Ring Around the Sky - Allyn Gibson [21]
“What do you seek?” he heard from behind him. Eevraith turned. The cleric. He was short, his voice deep, his head and body covered by the white robe he wore. Eevraith couldn’t place his accent. One of the southern continents, perhaps.
“I was to meet someone here,” said Eevraith. He shook his head. “It doesn’t matter, it was probably of no importance.” He turned and started back down the steps.
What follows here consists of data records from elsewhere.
PR #2037, opened 2025-07-22
Add cron related metadata to cron workflows

mnafees:
# Description

We want a way to be able to identify when a workflow was triggered as part of a cron job with additional metadata

## Type of change

## What's Changed

- [x] Additional metadata in cron workflows v1 including cron expression, name, and parent ID

image


internal/services/ticker/cron_v1.go
```diff
@@ -14,15 +15,25 @@ import (
...
+
+	metadata := map[string]any{
+		"hatchet_cron_expression": cron,
+		"hatchet_cron_parent_id":  cronParentId,
+	}
 
-	if additionalMetadata != nil {
-		additionalMetaBytes, err = json.Marshal(additionalMetadata)
+	if cronName != nil {
+		metadata["hatchet_cron_name"] = *cronName
```
mrkaye97: nit: for events, we use a double underscore (e.g. `hatchet__event_id`) - would be good to be consistent with that here!

internal/services/ticker/cron_v1.go
```diff
@@ -14,15 +15,25 @@ import (
...
 func (t *TickerImpl) runCronWorkflowV1(ctx context.Context, tenantId string, workflowVersion *dbsqlc.GetWorkflowVersionForEngineRow, cron, cronParentId string, cronName *string, input []byte, additionalMetadata map[string]interface{}, priority *int32) error {
-	var additionalMetaBytes []byte
-	var err error
+	if additionalMetadata == nil {
+		additionalMetadata = make(map[string]interface{})
+	}
+
+	metadata := map[string]any{
+		"hatchet_cron_expression": cron,
+		"hatchet_cron_parent_id":  cronParentId,
```
mrkaye97: same here

mrkaye97: also I think the `parentId` might not be meaningful to the user - can you try cross referencing this with the `id` that you see on `metadata.id` in the network tab if you load the crons page to see if they're the same? I think this `parentId` might refer to `WorkflowTriggers.id` and not to the cron itself (might need to pass the cron's id through to here)

mrkaye97 (approved):
looks great!

PR #2040, opened 2025-07-23
[Python]: Fixing logging bugs, fixing duped sleep key bug

mrkaye97:
# Description

### Added

- Adds support for filters and formatters in the logger that's passed to the Hatchet client.
- Adds a flag to disable log capture.

### Changed

- Fixes a bug in `aio_sleep_for` and the `SleepCondition` that did not allow duplicate sleeps to be awaited correctly.

## Type of change


mrkaye97:
Note to self: the sleep key might break replays

grutt (approved):

PR #2044, opened 2025-07-23
Allow member roles to be changed by owners and admins

mnafees:
# Description

We should allow member roles to be changed from the dashboard.

## Type of change


grutt (approved):

api/v1/server/handlers/tenants/update_member.go
```diff
@@ -0,0 +1,74 @@
...
+				apierrors.NewAPIErrors("only an owner can change a role to owner"),
+			), nil
+		}
+
+		// Cannot change role of an owner
+		if memberToUpdate.Role == dbsqlc.TenantMemberRoleOWNER {
+			return gen.TenantMemberUpdate400JSONResponse(
+				apierrors.NewAPIErrors("only an owner can change the role of another owner"),
+			), nil
+		}
```
mrkaye97, line 48: what's the difference between these two?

“Wait,” said the cleric. Eevraith turned, and the cleric held before him the key to the sanctuary.
He looked past the cleric and nodded toward the doors. “There’s someone within?”
The cleric nodded. “Perhaps even the answers you seek.”
Eevraith chuckled silently. “I have no questions.”
“None that you have asked.”
Eevraith closed the space between them. “Are clerics always so cryptic?”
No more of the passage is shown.